Curbing Retailer Churn: Analysis focused on identifying traits within retailer behavior that leads to inactivity in the next 3 months.
Up-sell: Identifying retailers most likely to Up-sell basis a predictive logistic regression model.
Consultant
Ernst & Young
05.2015 - 04.2016
Customer Persistency - Life Insurance: Designed, developed and productionalized a ML framework which served as early warning system to identify policies at risk, identify leading causes for attrition and implement levers to increase persistency.
Attrition Propensity Modelling - General Insurance: Agent Attrition was one of the leading concerns for an Insurance client. Model focused on creating a stringent Attrition definition and using the same to come up with predictive characteristics that best define attrition and hold relevant for a considerable future.
Business Analyst
Yatra.com
01.2015 - 03.2015
Impact of ECash on driving engagement: Designed an optimum retention strategy to improve the repeat rates and average turn around time per customer.
Associate, Analytics
Axtria
06.2013 - 12.2014
Predictive modeling to target physicians for an extremely rare neurological disease: The exercise involved identifying patients having a risk of contracting the disease as well as physicians treating such patients.

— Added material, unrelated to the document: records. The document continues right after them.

PR #22666, opened 2021-11-18
Don't split collect command into multiple collect commands

fhnaseer:
Old implementation:
--collect:"Code Coverage;XPlat Code Coverage" ---> --collect:"Code Coverage" --collect:"XPlat Code Coverage"

New implementation:
--collect:"Code Coverage;arg1=val1" --> --collect:"Code Coverage;arg1=val1"

### DIFF
--- a/src/Cli/dotnet/commands/dotnet-test/TestCommandParser.cs
+++ b/src/Cli/dotnet/commands/dotnet-test/TestCommandParser.cs
@@ -78,11 +78,7 @@ namespace Microsoft.DotNet.Cli
         public static readonly Option<IEnumerable<string>> CollectOption = new ForwardedOption<IEnumerable<string>>("--collect", LocalizableStrings.cmdCollectDescription)
         {
             ArgumentHelpName = LocalizableStrings.cmdCollectFriendlyName
-        }.ForwardAsSingle(o =>
-        {
-            var loggersString = string.Join(";", GetSemiColonEscapedArgs(o));
-            return $"-property:VSTestCollect=\"{loggersString}\"";
-        })
+        }.ForwardAsSingle(o => $"-property:VSTestCollect=\"{string.Join(";", GetSemiColonEscapedArgs(o))}\"")
         .AllowSingleArgPerToken();
 
         public static readonly Option<bool> BlameOption = new ForwardedOption<bool>("--blame", LocalizableStrings.CmdBlameDescription)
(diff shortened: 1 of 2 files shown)


src/Tests/dotnet-test.Tests/GivenDotnetTestBuildsAndRunsTestfromCsproj.cs
```diff
@@ -508,6 +502,42 @@ public void ItCreatesCoverageFileInResultsDirectory()
             result.ExitCode.Should().Be(1);
         }
 
+        [PlatformSpecificFact(TestPlatforms.Windows)]
```
jakubch1, line 505: please add test:

dotnet test --collect "Code Coverage;Format=Cobertura" --collect "XPlat Code Coverage"

it should generate 2 cobertura.xml files

src/Cli/dotnet/commands/dotnet-test/TestCommandParser.cs
```diff
@@ -78,7 +78,11 @@ internal static class TestCommandParser
         public static readonly Option<IEnumerable<string>> CollectOption = new ForwardedOption<IEnumerable<string>>("--collect", LocalizableStrings.cmdCollectDescription)
         {
             ArgumentHelpName = LocalizableStrings.cmdCollectFriendlyName
-        }.ForwardAsSingle(o => $"-property:VSTestCollect=\"{string.Join(";", o)}\"")
+        }.ForwardAsSingle(o =>
+        {
```
jakubch1, line 82: can we just simply change it to:

}.ForwardAsSingle(o => $"-property:VSTestCollect=\"{string.Join(";", GetSemiColonEscapedArgs(o))}\"")
.Allow....

if you want to keep it longer please rename loggersString to collectString

src/Tests/dotnet-test.Tests/GivenDotnetTestBuildsAndRunsTestfromCsproj.cs
jakubch1: can we run also this test on linux?

fhnaseer: Demo test project doesn't contain coverlet reference so XPlat Code Coverage will not work. Though I added a test with two collect and it will verify that both collectors are passed.
Updated code coverage related tests to run on linux as well.

src/Cli/dotnet/commands/dotnet-test/TestCommandParser.cs
fhnaseer: Updated.

jakubch1 (approved):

Predictive model to compute the loss of market share due to the launch of a competitor drug: Exercise involved identifying physicians at risk of switching over to the competitor drug and the percentage of business at risk for each such physician.

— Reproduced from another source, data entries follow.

PR #28290, opened 2022-10-01
apicompat: attribute changed on right must only be emitted in strict mode

smasher164:
When an attribute is repeated on the right hand side, with more arguments, it shouldn't be considered a change outside of strict mode. This is because the attributes on the left are a subset of the ones on the right. For example,
```C#
// Left
[Foo("a")]
void F() {}

// Right
[Foo("a")]
[Foo("b")]
void F() {}
```


ViktorHofer:
Would it make sense to add an additional test that has a single attribute only on the left i.e. `[Serializable]` but two identical `[Serializable]` attributes on the right?

smasher164:
@ViktorHofer 

> Would it make sense to add an additional test that has a single attribute only on the left i.e. `[Serializable]` but two identical `[Serializable]` attributes on the right?

That test case would fail to compile, since the compiler will report that `[Serializable]` is duplicated. I *could* add a test case that duplicates `[Foo("S")]`. Based on this rule, that would be permissible in non-strict mode, and produce a warning in strict mode.

ViktorHofer (approved):

Issue #28300, opened 2022-10-03
APICompat.Task targets file should be validated in CI


ViktorHofer:
Apparently, the APICompat.Task.targets file in the `build` folder isn't validated on CI. That was noticed in https://github.com/dotnet/sdk/commit/0a1f5cdffe8f9e4badc6a4c9da22644b74bc9b18.

ericstj:
Is it straight forward to produce a test assembly which references this (either through package or direct targets import) in the SDK's test infrastructure?

ViktorHofer:
I believe existing tests already do validate the msbuild file but are disabled because of https://github.com/dotnet/sdk/issues/23533.

smasher164:
Closing as duplicate of #23533.

PR #28301, opened 2022-10-03
[release/7.0.1xx] Fix msbuild evaluation of ApiCompat task pkg

ViktorHofer:
Backport of https://github.com/dotnet/sdk/commit/0a1f5cdffe8f9e4badc6a4c9da22644b74bc9b18.

## Customer Impact
Customers who reference the `Microsoft.DotNet.ApiCopmat.Task` package to make use of the very latest APICompat features (which aren't yet available in the SDK) will notice an msbuild evaluation error that will effectively break their build. Fixing the broken msbuild condition which recently regressed as part of https://github.com/dotnet/sdk/commit/e99f2b75d33bb0cc1bb9f019f447896e2077d58c. 

## Testing
I verified that adding a reference to the `Microsoft.DotNet.ApiCompat.Task` nuget package doesn't result in an msbuild evaluation error anymore and that the component works as intended. Filed https://github.com/dotnet/sdk/issues/28300 for adding CI protection.

## Risk
Very low. The msbuild evaluation is unblocked and the condition still works as expected.


ericstj (approved):
LGTM, thank you for thinking about adding CI protection.

ViktorHofer:
Approved offline by Tactics via mail.

PR #28338, opened 2022-10-05
[release/7.0.1xx] Add missing EnableRuleAttributesMustMatch task property

ViktorHofer:
Backport of https://github.com/dotnet/sdk/pull/28336 & https://github.com/dotnet/sdk/pull/28344

## Customer Impact
Customers who use [APICompat's PackageValidation feature](https://learn.microsoft.com/en-us/dotnet/fundamentals/package-validation/overview) can't enable the optional `AttributesMustMatch` rule (in the msbuild frontend) that validates that attributes are compatible between the contract and the implementation. The property/parameter is already exposed in the task but the targets file never passed the msbuild property `ApiCompatEnableRuleAttributesMustMatch` into the task.

## Testing
I verified that the property is now passed into the `ValidatePackage` task correctly and filed https://github.com/dotnet/sdk/issues/28337 for adding CI protection.

## Risk
Low. This is an opt-in rule and customers need to explicitly set the msbuild property to true.


smasher164 (approved):

ViktorHofer:
Approved offline by Tactics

HEOR Space: Quantify efficacy of a drug to provide clinical and economic evidence through simulation techniques, Markov and DES, implemented from scratch in VBA.
Education
B.Tech - Computer Science & Engineering
Indian Institute of Technology (IIT) Indore
01.2009 - 01.2013
Computer Vision, Nanodegree - undefined
Udacity
01.2019 - 01.2020
Skills
Agents
Natural language processing
Credit underwriting
Supply Chain Optimization
Machine learning
Sequential models
Professional Highlights
Possess ~11 years of extensive experience in the fields of Data Science, Consulting, and designing Machine Learning road-maps, with a proven track record of success.

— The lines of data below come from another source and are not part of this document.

PR #28348, opened 2022-10-05
normalize accessibility when not including internal symbols

smasher164:
Previously, the comparison between `Accessibility` values returned by Roslyn relied on comparing their numerical enum values.
However, that ordering neither considered `protected` of higher accessibility than `internal`, nor did it treat `internal` members as `private`, when internal symbols are excluded.

This meant that when internal symbols were excluded, the accessibility of internal symbols would still affect the compatibility checker, and it would emit unwanted diagnostics in those circumstances.

This change defines a custom comparator for `Accessibility` values that takes these factors into account.

### DIFF
--- a/src/ApiCompat/Microsoft.DotNet.ApiCompatibility/Rules/CannotChangeVisibility.cs
+++ b/src/ApiCompat/Microsoft.DotNet.ApiCompatibility/Rules/CannotChangeVisibility.cs
@@ -1,6 +1,7 @@
 ﻿// Copyright (c) .NET Foundation and contributors. All rights reserved.
 // Licensed under the MIT license. See LICENSE file in the project root for full license information.
 
+using System;
 using System.Collections.Generic;
 using System.Runtime;
 using Microsoft.CodeAnalysis;
@@ -24,6 +25,15 @@ namespace Microsoft.DotNet.ApiCompatibility.Rules
             context.RegisterOnTypeSymbolAction(RunOnTypeSymbol);
         }
 
+        private Accessibility normalizeAccessibility(Accessibility a) =>
+            (_settings.IncludeInternalSymbols, a) switch
+            {
+                (false, Accessibility.ProtectedAndInternal
+                        or Accessibility.Internal
+                        or Accessibility.ProtectedOrInternal) => Accessibility.Protected,
+                _ => a,
+            };
+
         private void RunOnSymbol(
             ISymbol? left,
             ISymbol? right,
@@ -37,8 +47,8 @@ namespace Microsoft.DotNet.ApiCompatibility.Rules
                 return;
             }
 
-            Accessibility leftAccess = left.DeclaredAccessibility;
-            Accessibility rightAccess = right.DeclaredAccessibility;
+            Accessibility leftAccess = normalizeAccessibility(left.DeclaredAccessibility);
+            Accessibility rightAccess = normalizeAccessibility(right.DeclaredAccessibility);
 
             if (leftAccess > rightAccess)
             {
--- a/src/ApiCompat/Microsoft.DotNet.ApiCompatibility/Rules/CannotChangeVisibility.cs
+++ b/src/ApiCompat/Microsoft.DotNet.ApiCompatibility/Rules/CannotChangeVisibility.cs
@@ -25,14 +25,39 @@ namespace Microsoft.DotNet.ApiCompatibility.Rules
             context.RegisterOnTypeSymbolAction(RunOnTypeSymbol);
         }
 
-        private Accessibility normalizeAccessibility(Accessibility a) =>
-            (_settings.IncludeInternalSymbols, a) switch
+        private static Accessibility normalizeInternals(Accessibility a) => a switch
+        {
+            Accessibility.ProtectedOrInternal => Accessibility.Protected,
+            Accessibility.ProtectedAndInternal or Accessibility.Internal => Accessibility.Private,
+            _ => a,
+        };
+
+        private int compareAccessibility(Accessibility a, Accessibility b)
+        {
+            if (!_settings.IncludeInternalSymbols)
             {
-                (false, Accessibility.ProtectedAndInternal
-                        or Accessibility.Internal
-                        or Accessibility.ProtectedOrInternal) => Accessibility.Protected,
-                _ => a,
+                a = CannotChangeVisibility.normalizeInternals(a);
+                b = CannotChangeVisibility.normalizeInternals(b);
+            }
+
+            if (a == b)
+            {
+                return 0;
+            }
+
+            return (a, b) switch
+            {
+                (Accessibility.Public, _) => 1,
+                (_, Accessibility.Public) => -1,
+                (Accessibility.ProtectedOrInternal, _) => 1,
+                (_, Accessibility.ProtectedOrInternal) => -1,
+                (Accessibility.Protected or Accessibility.Internal, _) => 1,
+                (_, Accessibility.Protected or Accessibility.Internal) => -1,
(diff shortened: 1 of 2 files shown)


src/ApiCompat/Microsoft.DotNet.ApiCompatibility/Rules/CannotChangeVisibility.cs
```diff
@@ -24,6 +25,15 @@ public CannotChangeVisibility(RuleSettings settings, IRuleRegistrationContext co
             context.RegisterOnTypeSymbolAction(RunOnTypeSymbol);
         }
 
+        private Accessibility normalizeAccessibility(Accessibility a) =>
+            (_settings.IncludeInternalSymbols, a) switch
+            {
+                (false, Accessibility.ProtectedAndInternal
```
ericstj, line 31: Shouldn't `ProtectedAndInternal` and `Internal` be *excluded* when IncludeInternalSymbols is false?  IOW these should be mapped to Private.

src/ApiCompat/Microsoft.DotNet.ApiCompatibility/Rules/CannotChangeVisibility.cs
```diff
@@ -37,8 +47,8 @@ public CannotChangeVisibility(RuleSettings settings, IRuleRegistrationContext co
                 return;
             }
 
-            Accessibility leftAccess = left.DeclaredAccessibility;
-            Accessibility rightAccess = right.DeclaredAccessibility;
+            Accessibility leftAccess = normalizeAccessibility(left.DeclaredAccessibility);
+            Accessibility rightAccess = normalizeAccessibility(right.DeclaredAccessibility);
 
             if (leftAccess > rightAccess)
```
ericstj, line 53: When someone is looking at internal members, this would not flag an API breaking change from `protected` to `internal`

ericstj (approved):
LGTM. Thank you for addressing my feedback

src/ApiCompat/Microsoft.DotNet.ApiCompatibility/Rules/CannotChangeVisibility.cs
```diff
@@ -24,6 +25,40 @@ public CannotChangeVisibility(RuleSettings settings, IRuleRegistrationContext co
             context.RegisterOnTypeSymbolAction(RunOnTypeSymbol);
         }
 
+        private static Accessibility normalizeInternals(Accessibility a) => a switch
```
ViktorHofer, line 28: Please start following the [C# Coding Coventions](https://learn.microsoft.com/en-us/dotnet/csharp/fundamentals/coding-style/coding-conventions) sooner than later. Even though the method is private, we use `CamelCase` in C#.

ViktorHofer (changes requested):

Demonstrates a robust domain expertise in various industries, including Payments, Retail Lending, Credit Risk, Insurance, Fraud, Ecommerce, Pharmaceutical, Marketing, and Product Analytics.
Proven expertise in Neural Networks, Graph neural networks, Transformers, Sequential models, Tree based algorithms, Forecasting, Regression and unsupervised algorithms.
Expertise in BigData technologies such as Hadoop and Spark and NoSQL databases such as MongoDB and Cassandra.
Proven track-record in ML research by publishing 3 patents to create tangible revenue impact.